Iranians and Iraqis planning to fly to the United States were prevented from boarding on Saturday after US President Donald Trump’s order to restrict arrivals from seven Muslim countries.
Iran slammed the “insulting” ban and said it would reciprocate.
On Friday, Trump signed a sweeping executive order to suspend the arrival of refugees and impose tough new controls on travellers from Iran, Iraq, Libya, Somalia, Syria and Yemen. His move sparked widespread international criticism.
Travellers from the Middle East were stopped from boarding US-bound planes.Some who were already in the air when Trump signed the executive order were detained on arrival, the New York Times reported.
In The Netherlands, the Dutch flag carrier KLM said it had stopped seven passengers from boarding its flights, five of whom it had been able to contact before departure.
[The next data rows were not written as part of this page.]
PR #667, opened 2018-12-17
(feature) Copy an existing job

lozette:
## Trello card URL:

https://trello.com/c/tEijeDTC/562-hiring-staff-ui-user-can-make-a-copy-of-an-existing-job

## Changes in this PR:

A hiring staff can make a copy of an existing published or pending job (_not_ a draft or expired job).

The Published and Pending job tables now feature a Duplicate link. 

Clicking this link calls `dup` on the original vacancy.

The copied vacancy is updated to have a `draft` status.

The copied vacancy's `publish_on` date is updated to today if the original vacancy's publication date is before today (because a new vacancy cannot have a publish_on date in the past). 

The copied vacancy's title is also updated to be "Copy of {original vacancy job title}". 

The hiring staff is then shown the Review page, from which they can edit or publish their new job. 

The copied vacancy is a completely new record with a new id.

### DIFF
--- a/app/controllers/hiring_staff/vacancies/copy_controller.rb
+++ b/app/controllers/hiring_staff/vacancies/copy_controller.rb
@@ -1,8 +1,7 @@
 class HiringStaff::Vacancies::CopyController < HiringStaff::Vacancies::ApplicationController
   def create
     vacancy = Vacancy.find(vacancy_id)
-    vacancy_copy = vacancy.dup
-    update_fields(vacancy_copy)
+    vacancy_copy = CopyVacancy.new(vacancy: vacancy).copy
     if vacancy_copy.save
       Auditor::Audit.new(vacancy_copy, 'vacancy.copy', current_session_id).log
       redirect_to review_path(vacancy_copy)
@@ -12,13 +11,6 @@ class HiringStaff::Vacancies::CopyController < HiringStaff::Vacancies::Applicati
   end
 
   private
-
-  def update_fields(vacancy)
-    vacancy.job_title = "#{I18n.t('jobs.copy_of')} #{vacancy.job_title}"
-    vacancy.status = :draft
-    vacancy.publish_on = Time.zone.today if vacancy.publish_on <= Time.zone.today
-    vacancy
-  end
 
   def vacancy_id
     params.permit(:job_id)[:job_id]
--- a/app/controllers/hiring_staff/vacancies/copy_controller.rb
+++ b/app/controllers/hiring_staff/vacancies/copy_controller.rb
@@ -4,6 +4,7 @@ class HiringStaff::Vacancies::CopyController < HiringStaff::Vacancies::Applicati
     vacancy_copy = vacancy.dup
     update_fields(vacancy_copy)
     if vacancy_copy.save
+      Auditor::Audit.new(vacancy_copy, 'vacancy.copy', current_session_id).log
       redirect_to review_path(vacancy_copy)
     else
       redirect_to school_path, notice: I18n.t('errors.jobs.unable_to_copy')
--- a/app/controllers/hiring_staff/vacancies/copy_controller.rb
+++ b/app/controllers/hiring_staff/vacancies/copy_controller.rb
@@ -1,0 +1,25 @@
+class HiringStaff::Vacancies::CopyController < HiringStaff::Vacancies::ApplicationController
+  def create
+    vacancy = Vacancy.find(vacancy_id)
+    vacancy_copy = vacancy.dup
+    update_fields(vacancy_copy)
+    if vacancy_copy.save
+      redirect_to review_path(vacancy_copy)
+    else
+      redirect_to school_path, notice: I18n.t('errors.jobs.unable_to_copy')
+    end
+  end
+
+  private
+
+  def update_fields(vacancy)
+    vacancy.job_title = "#{I18n.t('jobs.copy_of')} #{vacancy.job_title}"
+    vacancy.status = :draft
+    vacancy.publish_on = Time.zone.today if vacancy.publish_on <= Time.zone.today
+    vacancy
+  end
+
+  def vacancy_id
+    params.permit(:job_id)[:job_id]
+  end
+end
--- a/app/views/hiring_staff/schools/_vacancy.html.haml
+++ b/app/views/hiring_staff/schools/_vacancy.html.haml
@@ -3,6 +3,5 @@
   %td.govuk-table__cell= format_date(vacancy.publish_on)
   %td.govuk-table__cell= format_date(vacancy.expires_on)
   %td.govuk-table__cell= vacancy.status.titleize
-  %td.govuk-table__cell= link_to 'Edit', edit_school_job_path(vacancy.id), class: 'govuk-link'
-  %td.govuk-table__cell= link_to 'Delete', school_job_path(id: vacancy.id), class: 'govuk-link', method: :delete, data: { confirm: "Are you sure you want to delete the '#{vacancy.job_title}' job?" }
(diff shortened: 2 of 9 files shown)


lozette:
[Hiring staff UI: user can make a copy of an existing job](https://trello.com/c/tEijeDTC/562-hiring-staff-ui-user-can-make-a-copy-of-an-existing-job)

lozette:
I have a couple of questions here:

1) Do we need to record the id of the vacancy a copied vacancy was copied from?
2) Do we need a new event logged, e.g. `vacancy.duplicated`? 
3) Is the text OK for the Duplicate button and the error message I show if a vacancy cannot be copied?

lozette:
This PR is dependent on the hiring staff UI changes, so if #668 goes through then this one should be placed on hold 😢

app/controllers/hiring_staff/vacancies/copy_controller.rb
```diff
@@ -0,0 +1,25 @@
...
+    if vacancy_copy.save
+      redirect_to review_path(vacancy_copy)
+    else
+      redirect_to school_path, notice: I18n.t('errors.jobs.unable_to_copy')
+    end
+  end
+
+  private
+
+  def update_fields(vacancy)
```
tahb: Wrapping this logic up and moving it to a small service object would get it out of the controller which would keep this file simpler and give us a way to add light unit tests for it. 

The existing condition of `if vacancy.publish_on <= Time.zone.today` is currently tested with 2 dedicated feature specs. As feature tests are expensive we should try to push as many as we can into unit tests whilst keeping our confidence high that we'd catch a regression, I think these are perfect candidates:

```
scenario 'the publish_on date is updated to today'
scenario 'the publish_on date is the same as the pending job it was copied from'
```

spec/features/hiring_staff_can_copy_a_vacancy_spec.rb
```diff
@@ -0,0 +1,116 @@
...
+    click_on I18n.t('jobs.duplicate_link')
+    click_on I18n.t('jobs.submit')
+
+    expect(page).to have_content(I18n.t('jobs.confirmation_page.submitted'))
+  end
+
+  context 'an error copying a job' do
+    before do
+      copy = build(:vacancy, school: school, status: 'draft')
+      allow_any_instance_of(Vacancy).to receive(:dup).and_return(copy)
```
tahb: Mocking and stubbing of internal classes and objects in feature tests where we are meant to test all the way through our stack seems a little odd to me. 

What can a real user of our tool do to achieve an error here?

spec/features/hiring_staff_can_copy_a_vacancy_spec.rb
```diff
@@ -0,0 +1,116 @@
...
+    create(:vacancy, school: school, status: 'published')
+    create(:vacancy,
+           school: school,
+           status: 'published',
+           expires_on: Time.zone.today + 4.days,
+           publish_on: Time.zone.tomorrow)
+
+    visit school_path
+
+    published_table = page.find('section#published-jobs table')
```
tahb: These tests are specific about where in the DOM they expect to find the content. I tend to find being specific in 1 test makes it much easier to accommodate changes to the DOM in future.

In this case we now know we're going to have to change this layout imminently from the design system to something with links, and there's a good chance that 4 of these tests will have to be reworked to get things to go green. 

If you extrapolate that approach out across the whole application, changing something in a common view (root_path) could take someone a very long time to work through and could be quite painful for them.

My advice would be to have 1 test for the happy path of this feature that _does_ go into specifics and trust that it will fail if something is unexpectedly changed. The edge cases can likely get by by asserting content is present on the page.

spec/features/hiring_staff_can_copy_a_vacancy_spec.rb
```diff
@@ -0,0 +1,116 @@
...
+
+  before(:each) do
+    stub_hiring_staff_auth(urn: school.urn)
+  end
+
+  scenario 'hiring staff can see a Duplicate link on published and pending jobs' do
+    create(:vacancy, school: school, status: 'published')
+    create(:vacancy,
+           school: school,
+           status: 'published',
```
tahb: [You can use FactoryBot traits for building objects with a particular and repeatable state](https://robots.thoughtbot.com/remove-duplication-with-factorygirls-traits), this enables us to change the definition of what a status means to the system centrally, without having to update every test. You may be able to lose both the `expires_on` and `publish_on` field as a result throughout this file.

app/controllers/hiring_staff/vacancies/copy_controller.rb
```diff
@@ -0,0 +1,25 @@
+class HiringStaff::Vacancies::CopyController < HiringStaff::Vacancies::ApplicationController
+  def create
+    vacancy = Vacancy.find(vacancy_id)
+    vacancy_copy = vacancy.dup
```
tahb: Good idea to use dup.

app/controllers/hiring_staff/vacancies/copy_controller.rb
```diff
@@ -0,0 +1,25 @@
...
+    update_fields(vacancy_copy)
+    if vacancy_copy.save
+      redirect_to review_path(vacancy_copy)
```
tahb: Before we hand over to the review and existing publish code, I think it would be sensible to start collecting audit data here as soon as its shipped.

`Auditor::Audit.new(vacancy_copy, 'vacancy.copy', current_session_id).log`

This will at least make this feature deployable while we work out how we're going to collect this going forward, and allow us to backfill data reliably.

spec/features/hiring_staff_can_copy_a_vacancy_spec.rb
lozette: These selectors are already used in another feature test: https://github.com/dxw/teacher-vacancy-service/blob/develop/spec/features/hiring_staff_can_see_their_vacancies_spec.rb

If they should be removed in this PR then the other feature test will probably need refactoring as well.

spec/features/hiring_staff_can_copy_a_vacancy_spec.rb
lozette: They technically can't get here but I was worried there was no test which exposes the error message otherwise! I guess I can put it in a unit test and check the flash.

spec/features/hiring_staff_can_copy_a_vacancy_spec.rb
lozette: I think I used non-FactoryBot here as most of the existing feature tests don't use it and I assumed it was the style 😳 🤷‍♀️   Probably worth logging a refactor ticket to get them all using the same structure.

app/views/hiring_staff/schools/_vacancy.html.haml
```diff
@@ -3,6 +3,5 @@
   %td.govuk-table__cell= format_date(vacancy.publish_on)
   %td.govuk-table__cell= format_date(vacancy.expires_on)
   %td.govuk-table__cell= vacancy.status.titleize
-  %td.govuk-table__cell= link_to 'Edit', edit_school_job_path(vacancy.id), class: 'govuk-link'
-  %td.govuk-table__cell= link_to 'Delete', school_job_path(id: vacancy.id), class: 'govuk-link', method: :delete, data: { confirm: "Are you sure you want to delete the '#{vacancy.job_title}' job?" }
-
+  %td.govuk-table__cell= link_to I18n.t('jobs.edit_link'), edit_school_job_path(vacancy.id), class: 'govuk-link'
```
tahb: Much less fragile 👏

The identities of the seven, their countries of origin and destinations were not given.
“We would have liked to have had them fly with us, but it would not have made much sense because they would have been denied entry” to the United States, KLM spokesman Manel Vrijenhoek told AFP.
In Tehran, two travel agencies told AFP they had been instructed by Etihad Airways, Emirates and Turkish Airlines not to sell US tickets or allow Iranians holding American visas to board US-bound flights.
An Iranian studying in California said she could not now return because her ticket had been cancelled under the new restrictions.
“I had a ticket for Turkish Airlines on February 4, but it has been cancelled,” the girl, who did not wish to be identified, told AFP in Tehran.
Iranian President Hassan Rouhani did not comment directly on the ban today, but criticised Trump, saying that now was “not the time to build walls between nations”.
Iran’s foreign ministry said it would “respond in kind after the insulting decision of the United States concerning Iranian nationals” until the measure is lifted.
It said the decision was “illegal, illogical and contrary to international rules”.
More than a million Iranians live in the United States.
In Khartoum, the Sudanese foreign ministry expressed its “regret” at the US ban.
Today in Egypt, a country not included in the new restrictions, an Iraqi couple and their two children were told they could not board an EgyptAir flight from Cairo to New York.
Airport officials said the four Iraqis all had American visas.
The New York Times reported that two Iraqi refugees were detained on arriving at New York’s John F Kennedy airport hours after Trump signed the order.